– Эй, вы, потише! – Филинцев выпил красного вина под баранину. Не для разборок тут встретились. Пришли гулять, так гуляйте без мордобоя. А ты менты сейчас вас помирят…
Сто в банкетном зале отеля «Европа» буквально ломился от разнообразных закусок, которые потом сменились на горячее. Разумеется, меня пригласили в компанию не сразу. Поэтому пришлось пить с Лёлькой белое вино под рыбу и морепродукты. Взяли понемногу, чтобы особенно не наедаться. Мы видели всех людей Старика, которые под видом обычных посетителей расселись каждый в своём секторе.

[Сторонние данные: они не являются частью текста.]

PR #2985, opened 2022-08-08
Improve consistency and add java implementation for MortalKombatTower (CF1418C)

ChuangSheep:
fix: rename overriden var i in cpp
style: make variable naming in expl and cpp code consistent
feat: add java implementation

--- 

- [x] I have tested my code.

### DIFF
--- a/solutions/cf-1418C.mdx
+++ b/solutions/cf-1418C.mdx
@@ -2,27 +2,27 @@
 id: cf-1418C
 source: CF
 title: Mortal Kombat Tower
-author: Ryan Chou
+author: Ryan Chou, Chuyang Wang
 ---
 [Official Editorial (C++)](https://codeforces.com/blog/entry/82673)
 
 ## Alternate Solution - DP
 ### Explanation
 
-If we define $\texttt{dp}[i][j]$ as the minimum number of skip points needed to get to the $i$th boss on turn $j$ 
+If we define $\texttt{dp}[i][j]$ as the minimum number of skip points needed to get to the $j$th boss on player $i$'s turn 
 (our turn is zero), then our transitions would be:
 
-$\texttt{dp}[i + 1][0] =\min(\texttt{dp}[i + 1][0], \texttt{dp}[i][1] + \texttt{hard}[i])$
+$\texttt{dp}[0][j + 1] =\min(\texttt{dp}[0][j + 1], \texttt{dp}[1][j] + \texttt{hard}[j])$
 
-$\texttt{dp}[i + 2][0] =\min(\texttt{dp}[i + 2][0], \texttt{dp}[i][1] + \texttt{hard}[i] + \texttt{hard}[i + 1])$
+$\texttt{dp}[0][j + 2] =\min(\texttt{dp}[0][j + 2], \texttt{dp}[1][j] + \texttt{hard}[j] + \texttt{hard}[j + 1])$
 
-$\texttt{dp}[i + 1][1] =\min(\texttt{dp}[i + 1][1], \texttt{dp}[i][0])$
+$\texttt{dp}[1][j + 1] =\min(\texttt{dp}[1][j + 1], \texttt{dp}[0][j])$
 
-$\texttt{dp}[i + 2][1] =\min(\texttt{dp}[i + 2][1], \texttt{dp}[i][0])$
+$\texttt{dp}[1][j + 2] =\min(\texttt{dp}[1][j + 2], \texttt{dp}[0][j])$
 
 This is because from each state, either the previous move, or the previous two moves could have been from the other player.
 
-So, the answer would be $\min(\texttt{dp}[N][0], \texttt{dp}[N][1])$.
+So, the answer would be $\min(\texttt{dp}[0][N], \texttt{dp}[1][N])$.
 
 ### Implementation
 
@@ -43,9 +43,9 @@ int main() {
 		int n;
 		cin >> n;
 
-		vector<int> bosses(n);
-		for (int i = 0; i < n; i++) {
-			cin >> bosses[i];
+		vector<int> hard(n);
+		for (int j = 0; j < n; j++) {
+			cin >> hard[j];
 		}
 
 		/*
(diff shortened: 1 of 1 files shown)


solutions/cf-1418C.mdx
```diff
@@ -43,9 +43,9 @@ int main() {
 		int n;
 		cin >> n;
 
-		vector<int> bosses(n);
-		for (int i = 0; i < n; i++) {
-			cin >> bosses[i];
+		vector<int> hard(n);
+		for (int j = 0; j < n; j++) {
+			cin >> hard[j];
```
SansPapyrus683, line 48: i'd rename everything to `bosses` instead of `hard`

solutions/cf-1418C.mdx
```diff
@@ -2,27 +2,27 @@
...
-author: Ryan Chou
+author: Ryan Chou, Chuyang Wang
 ---
 [Official Editorial (C++)](https://codeforces.com/blog/entry/82673)
 
 ## Alternate Solution - DP
 ### Explanation
 
-If we define $\texttt{dp}[i][j]$ as the minimum number of skip points needed to get to the $i$th boss on turn $j$ 
+If we define $\texttt{dp}[i][j]$ as the minimum number of skip points needed to get to the $j$th boss on player $i$'s turn
```
SansPapyrus683, line 12: why swap the two?

solutions/cf-1418C.mdx
```diff
@@ -61,20 +61,68 @@ int main() {
...
+
+			/*
+			 * dp[i][j] = the min amount of skip points needed if it is
+			 * player i's turn (you are 0 and your friend 1) on the j-th boss.
+			 * At the beginning (before fighting any bosses), dp[1][0] = 0.
+			 */
+			int[][] dp = new int[2][n + 1];
+			for (int j = 0; j <= n; j++) {
+				dp[0][j] = 1000000000;
+				dp[1][j] = 1000000000;
```
SansPapyrus683, line 105: `Integer.MAX_VALUE`

SansPapyrus683 (changes requested):

solutions/cf-1418C.mdx
ChuangSheep: cause it was the other way around in the code. I either have to write $\texttt{dp}[j][i]$ or swap the definition of those two vars, or, change the cpp code completely to make it a dp[n][2] array (it was dp[2][n]).

solutions/cf-1418C.mdx
ChuangSheep: will lead to overflow. I can add a constant INTMAX=1000000000 if that's better.

SansPapyrus683: if you're doing overflow just check if you're adding INT MAX

solutions/cf-1418C.mdx
SansPapyrus683: fair enough

solutions/cf-1418C.mdx
ChuangSheep: sry u mean i *should* use the constant?

SansPapyrus683: no i mean
use `Integer.MAX_VALUE`
you shouldn't really be adding those invalid values anyways, so it's best to add a check

ChuangSheep: So i should do 
```
dp[0][j + 2] = Math.min(dp[0][j + 2], dp[1][j] == Integer.MAX_VALUE ? Integer.MAX_VALUE :  dp[1][j] + bosses[j] + bosses[j + 1]);
```
?

SansPapyrus683: if it's that long i'd just use an if statement

ChuangSheep: is this acceptable `dp[0][j] = Integer.MAX_VALUE - 3` ?

At this point, I *don't* think this is more clear but if it's preferred..
```
if (dp[1][j] < Integer.MAX_VALUE) {
    dp[0][j + 2] = Math.min(dp[0][j + 2], dp[1][j] + bosses[j] + bosses[j + 1]);
}
```

SansPapyrus683: why the -3?
if it's MAX, you shouldn't be adding it in the first place, no?

ChuangSheep: actually, mathematically, adding a number to $\infty$ still lead to infinity. In our case, infinity means that it is infeasible to use this state (we need infinity points), and therefore the next state based on this should also be infeasible, i.e. valued with infinity. We actually don't really want the MAX VALUE of a data type but rather the idea of infinity. Using if statement is one way to simulate this (adding to inf is inf), or, use a sightly smaller val than MAX VALUE, which makes it to *behave* like inf since one can add to it and it's still larger than a certain line, from which we call a number infinity. 

As said, I don't think adding two if statements (add thereby more nesting levels) make the code any easier to read. But if u insist, I don't really have a big problem with that either.

SansPapyrus683: then set it to infinity if one of the values is infinity?

ChuangSheep: so `static final int INF = 1000000000;`?

SansPapyrus683: no, just use `Integer.MAX_VALUE` and do checks

ChuangSheep: alright will do

envyaims (approved):
erm ok even though its kind of painful to watch you guys used $i$ for test case iteration

SansPapyrus683:
oh yeah, OP, i'd use `t` for that (for this i don't really care, up to you)

solutions/cf-1418C.mdx
```diff
@@ -84,12 +84,11 @@ import java.io.*;
 import java.util.Arrays;
 
 public class MortalKombatTower {
-	public static final int INTMAX = 1000000000;
 	public static void main(String[] args) throws IOException {
 		BufferedReader br = new BufferedReader(new InputStreamReader(System.in));
 		int t = Integer.parseInt(br.readLine());
 
-		for (int i = 0; i < t; i++) {
+		for (int testcase = 0; testcase < t; testcase++) {
```
SansPapyrus683, line 91: Uh please do t not test_case

SansPapyrus683 (approved):

solutions/cf-1418C.mdx
ChuangSheep: well t is given in the problem statement as a variable. How should I name this variable then if I use t as ite var?

SansPapyrus683: `test_case_num` as the actual variable and `t` for the iteration

Aadit-Ambadkar: I'd prefer `while (t-->0)`, without spaces as I think the `-->` looks like an arrow, but `for (; t > 0; t--)` is probably the most clear.

solutions/cf-1418C.mdx
```diff
@@ -61,20 +61,72 @@ int main() {
...
+			for (int j = 0; j <= n; j++) {
+				dp[0][j] = Integer.MAX_VALUE;
+				dp[1][j] = Integer.MAX_VALUE;
+			}
+			dp[1][0] = 0;
+
+			for (int j = 0; j < n; j++) {
+				// the opposite player switches on the previous move.
+				if (dp[1][j] < Integer.MAX_VALUE) {
+					dp[0][j + 1] = Math.min(dp[0][j + 1], dp[1][j] + bosses[j]);
```
Aadit-Ambadkar, line 112: 81 chars, i think you should be fine though

solutions/cf-1418C.mdx
SansPapyrus683: nah fam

Один, в компании с маленькой изящной дамой, пил вермут и закусывал орешками. Другой по-ирландски заедал виски крылышками жареной дичи. Я заметила, что он часто подносит к губам бокал с толстыми стенками, но глоток делает далеко не всегда. Кроме того, он обильно разбавлял питьё содовой.
Третий сотрудник, как и Печенин, мешал можжевеловую водку с тоником, но ничего не ел. Именно он и должен был «снять» Лельку увести её из зала. Оставшиеся двое станут страховать меня. Но вряд ли они смогут защитить, особенно по выходе из ресторана.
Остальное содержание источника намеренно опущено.